→ Task objective
From the entries that follow, copy exactly the lines beginning at the line holding "BUILD/CONFIG: Fix PGI" and continuing through the line holding "# --diag_suppress 188".

→ Supplied records
PR #10235, opened 2024-10-16
BUILD/CONFIG: Fix PGI compiler error: routine both inline and noinline

tvegas1:
## What
Fix PGI compiler errors found during `build_pgi` step like:
```
2024-10-10T08:54:25.0639396Z "/__w/1/s/contrib/../test/gtest/ucs/test_algorithm.cc", line 51: error #1626: routine is both "inline" and "noinline"
2024-10-10T08:54:25.0640811Z   UCS_TEST_F(test_algorithm, crc16) {
```

### DIFF
--- a/config/m4/compiler.m4
+++ b/config/m4/compiler.m4
@@ -523,6 +523,7 @@ AC_LANG_POP
 # --diag_suppress 188  - Suppress enumerated type mixed with another type
 # --diag_suppress 381  - Suppress extra ";" ignored
 # --diag_suppress 1215 - Suppress deprecated API warning for PGI18 compiler
+# --diag_suppress 1626 - Suppress routine is both "inline" and "noinline"
 # --diag_suppress 1901 - Use of a const variable in a constant expression is nonstandard in C
 # --diag_suppress 1902 - Use of a const variable in a constant expression is nonstandard in C (same as 1901)
 ADD_COMPILER_FLAGS_IF_SUPPORTED([[--display_error_number],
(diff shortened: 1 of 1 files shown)


tvegas1:
Confirmed that the failure at `==== Build with PGI compiler ====
` step is not seen anymore

yosefe (approved):

yosefe (changes requested):
maybe we need to fix the UCS_TEST_F macro that defines both inline and noninline routine?

config/m4/compiler.m4
```diff
@@ -534,6 +534,7 @@ ADD_COMPILER_FLAGS_IF_SUPPORTED([[--display_error_number],
                                  [--diag_suppress 188],
                                  [--diag_suppress 381],
                                  [--diag_suppress 1215],
+                                 [--diag_suppress 1626],
```
brminich, line 537: shall we also update the comment above?

tvegas1:
> maybe we need to fix the UCS_TEST_F macro that defines both inline and noninline routine?

I think the problem is with the compiler so I would not touch the code (which is gtest lib afaiu). Apparently it assumes that defining function as `static` inside class implies `inline` keyword, so when adding `__attribute__((noinline))` it declares a conflict.

```c++
class fails {
    static int __attribute__((noinline)) test() { return 1; }
};

class works {
    static int __attribute__((noinline)) test();
};
int __attribute__((noinline)) works::test() { return 1; }
```


For reference, from `UCS_TEST_F(gtest_common, auto_ptr)`, we get:
```c++
class gtest_common_auto_ptr_Test : public gtest_common {
...
    static ::testing::TestInfo *__attribute__((noinline)) create_test_info()
    {
        return ::testing::internal::MakeAndRegisterTestInfo(

```

config/m4/compiler.m4
tvegas1: force pushed

yosefe (approved):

→ Worked solution
BUILD/CONFIG: Fix PGI compiler error: routine both inline and noinline

tvegas1:
## What
Fix PGI compiler errors found during `build_pgi` step like:
```
2024-10-10T08:54:25.0639396Z "/__w/1/s/contrib/../test/gtest/ucs/test_algorithm.cc", line 51: error #1626: routine is both "inline" and "noinline"
2024-10-10T08:54:25.0640811Z   UCS_TEST_F(test_algorithm, crc16) {
```

### DIFF
--- a/config/m4/compiler.m4
+++ b/config/m4/compiler.m4
@@ -523,6 +523,7 @@ AC_LANG_POP
 # --diag_suppress 188  - Suppress enumerated type mixed with another type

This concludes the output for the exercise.